== DIRECTIONS FOR THIS TASK ==
Each line of the listing below must be returned exactly.

== RECORDS PROVIDED ==
PR #861, opened 2015-06-19
Update Code of Conduct to Contributor Covenant 1.1.0

strand:


snipe:
Thanks! (I assume this new version is a result of the Opal stuff, but could be wrong.)

turtle-fly

Issue #857, opened 2015-06-17
Feature request: Add asset repair/upgrade tracking


leobg:
It will be really helpful if it is possible to track repair (and perhaps upgrade) costs for the assets. Right now I just run an excel spreadsheet to add and track repair costs, but I think it will be fairly easy to integrate such functionality in SnipeIT. Would you consider adding this?

vsposato:
@leobg - What all would you want to track? I think you might want something like - Asset Actions / Activities. This would be able to support both upgrade or repairs, so we would need an asset activity category. However, after that what would you want to know about? Here are some items I would probably want to know - 

Category (Repair, Upgrade, Maintenance)
Warranty? (yes or no)
Start Date
Completion Date
Notes
Cost

What else might you want to know? Also, what type of information would you want to be able to get back out of this? Reports, views, etc.

Vinnie

leobg:
Yes, pretty much I want to be able to track repair cost and repair times (how much time asset has spent in repair status). Also reason for damage (pick from a list of definable reasons). Report would be able to pull a list with repairs for all assets and provide totals at the bottom line - total cost and total time spent in repair. Ideally when asset is displayed there would be link to display report for this particular asset - same report as above but for just that one asset selected.

leobg:
Above I meant reason for performing service on the asset (not damage - bad wording) as the reason could be upgrade - not necessary a repair job.

vsposato:
@leobg - Ok, I think I understand what you want, and am working on this.

vsposato:
@leobg - I have something ready for you to review. You can go to http://snipe-it.vjsposato.com. I have a username and password, do you have a way that I can provide it to you?

leobg:
@vsposato - sorry for getting back so late - you can send me the credentials to leobg 775 @ yahoo[dot]com (remove the spaces :))

leobg:
Reopening the issue as per @vsposato request.

PR #878, opened 2015-06-28
Feature/857 asset repair upgrade tracking

vsposato:
Feature #857 finished with this pull request - added improvements to assets so that an asset can have multiple improvements - Repair, Upgrade, and Maintenance. The improvements show up on the asset screen, as well as, on the supplier page. Attached supplier to the improvement, so that that those types of suppliers can be tracked as well.


snipe:
Hi @vsposato - This looks pretty good, thanks! One thing - we can't use ENUM  for improvement types in the database, because there's no way to translate them, and many people use Snipe-IT in different languages. 

A few other notes:
- not sure what title means? 
- Maybe better to call this "Service/Upgrades" instead of "Improvements"? Improvements just sounds sort of awkward.
- Asset Name probably doesn't need to be show as required (in the UI) since it's an uneditable field.

snipe:
(Well, we can probably keep the database type as ENUM, as long as translations are available so they are displayed in the user's native language.)

snipe:
Sorry for all the messages - one more thing. This fix is for #857, I think, and that issue was never marked as Ready. While we we obviously want to encourage folks to work on whatever they need improved, there are some issues that users open that we decide are not aligned with our vision of the product, and so we don't end up ever marking them as ready to be worked on, because we won't be accepting that feature into the core. We would probably have marked #857 as ready to be worked on, but it's just something to keep in mind before you spend a ton of time working on something. It's usually better to ask or work on items that have already been marked as Ready, 

Would suck to spend hours developing a feature only to have us decide it's not a good fit for Snipe-IT.

vsposato:
@snipe,
Thanks for the feedback. What do you think of using maintenance or asset maintenance? I think that might work well for both the model and the UI. Title is meant to be the short description for the service - Install 16GB Upgrade or Replace Broken Screen.
As far as required, it is required if you add the maintenance from the maintenance screen, and not the asset. Does that make sense?

Yeah, I misunderstood your naming convention, and since your contribution doc didn't have anything about the selection of items I assumed I was free to work on things, especially once I saw that you put all the labels on the issue. I would definitely hate to put in a bunch of work and not have it matter for anything. So, if something is marked as Ready, then it is free to grab?

I will fix the ENUM to read from the languages, and I have a couple of fixes that the original requester found. I will get all of that fixed, and resubmit my pull request.

snipe:
These changes look great - just a few more things:

- Can we pull the nav link out of the main left-nav, and into the Assets subnav? Since service only applies to assets, it makes more sense to keep it in there instead of making it a high-level nav item.

- Also, can you make this a pull request against 2.0? It's too big of a feature to go into the current version, and we can include it in 2.0 once that's out. Anything from 2.0 milestone should be applied against the 2.0 branch as well, that way we don't run into collisions.

PR #886, opened 2015-07-02
Fix - Edit User

madd15:
I noted that I was unable to save changes of username or email fields, but also that the username validation would not allow the form to save as it was checking against itself for being unique.

This now checks the username and email against what is stored for the user and if it matches removes the validation rule. Also allows the username and email to be save.


snipe:
Thanks, I actually already had this fixed on my local dev. Maybe we should chat? Would hate for you to duplicate efforts.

== TASK RESPONSE ==
PR #861, opened 2015-06-19
Update Code of Conduct to Contributor Covenant 1.1.0

strand:


snipe:
Thanks! (I assume this new version is a result of the Opal stuff, but could be wrong.)

turtle-fly

Issue #857, opened 2015-06-17
Feature request: Add asset repair/upgrade tracking


leobg:
It will be really helpful if it is possible to track repair (and perhaps upgrade) costs for the assets. Right now I just run an excel spreadsheet to add and track repair costs, but I think it will be fairly easy to integrate such functionality in SnipeIT. Would you consider adding this?

vsposato:
@leobg - What all would you want to track? I think you might want something like - Asset Actions / Activities. This would be able to support both upgrade or repairs, so we would need an asset activity category. However, after that what would you want to know about? Here are some items I would probably want to know - 

Category (Repair, Upgrade, Maintenance)
Warranty? (yes or no)
Start Date
Completion Date
Notes
Cost

What else might you want to know? Also, what type of information would you want to be able to get back out of this? Reports, views, etc.

Vinnie

leobg:
Yes, pretty much I want to be able to track repair cost and repair times (how much time asset has spent in repair status). Also reason for damage (pick from a list of definable reasons). Report would be able to pull a list with repairs for all assets and provide totals at the bottom line - total cost and total time spent in repair. Ideally when asset is displayed there would be link to display report for this particular asset - same report as above but for just that one asset selected.

leobg:
Above I meant reason for performing service on the asset (not damage - bad wording) as the reason could be upgrade - not necessary a repair job.

vsposato:
@leobg - Ok, I think I understand what you want, and am working on this.

vsposato:
@leobg - I have something ready for you to review. You can go to http://snipe-it.vjsposato.com. I have a username and password, do you have a way that I can provide it to you?

leobg:
@vsposato - sorry for getting back so late - you can send me the credentials to leobg 775 @ yahoo[dot]com (remove the spaces :))

leobg:
Reopening the issue as per @vsposato request.

PR #878, opened 2015-06-28
Feature/857 asset repair upgrade tracking

vsposato:
Feature #857 finished with this pull request - added improvements to assets so that an asset can have multiple improvements - Repair, Upgrade, and Maintenance. The improvements show up on the asset screen, as well as, on the supplier page. Attached supplier to the improvement, so that that those types of suppliers can be tracked as well.


snipe:
Hi @vsposato - This looks pretty good, thanks! One thing - we can't use ENUM  for improvement types in the database, because there's no way to translate them, and many people use Snipe-IT in different languages. 

A few other notes:
- not sure what title means? 
- Maybe better to call this "Service/Upgrades" instead of "Improvements"? Improvements just sounds sort of awkward.
- Asset Name probably doesn't need to be show as required (in the UI) since it's an uneditable field.

snipe:
(Well, we can probably keep the database type as ENUM, as long as translations are available so they are displayed in the user's native language.)

snipe:
Sorry for all the messages - one more thing. This fix is for #857, I think, and that issue was never marked as Ready. While we we obviously want to encourage folks to work on whatever they need improved, there are some issues that users open that we decide are not aligned with our vision of the product, and so we don't end up ever marking them as ready to be worked on, because we won't be accepting that feature into the core. We would probably have marked #857 as ready to be worked on, but it's just something to keep in mind before you spend a ton of time working on something. It's usually better to ask or work on items that have already been marked as Ready, 

Would suck to spend hours developing a feature only to have us decide it's not a good fit for Snipe-IT.

vsposato:
@snipe,
Thanks for the feedback. What do you think of using maintenance or asset maintenance? I think that might work well for both the model and the UI. Title is meant to be the short description for the service - Install 16GB Upgrade or Replace Broken Screen.
As far as required, it is required if you add the maintenance from the maintenance screen, and not the asset. Does that make sense?

Yeah, I misunderstood your naming convention, and since your contribution doc didn't have anything about the selection of items I assumed I was free to work on things, especially once I saw that you put all the labels on the issue. I would definitely hate to put in a bunch of work and not have it matter for anything. So, if something is marked as Ready, then it is free to grab?

I will fix the ENUM to read from the languages, and I have a couple of fixes that the original requester found. I will get all of that fixed, and resubmit my pull request.

snipe:
These changes look great - just a few more things:

- Can we pull the nav link out of the main left-nav, and into the Assets subnav? Since service only applies to assets, it makes more sense to keep it in there instead of making it a high-level nav item.

- Also, can you make this a pull request against 2.0? It's too big of a feature to go into the current version, and we can include it in 2.0 once that's out. Anything from 2.0 milestone should be applied against the 2.0 branch as well, that way we don't run into collisions.

PR #886, opened 2015-07-02
Fix - Edit User

madd15:
I noted that I was unable to save changes of username or email fields, but also that the username validation would not allow the form to save as it was checking against itself for being unique.

This now checks the username and email against what is stored for the user and if it matches removes the validation rule. Also allows the username and email to be save.


snipe:
Thanks, I actually already had this fixed on my local dev. Maybe we should chat? Would hate for you to duplicate efforts.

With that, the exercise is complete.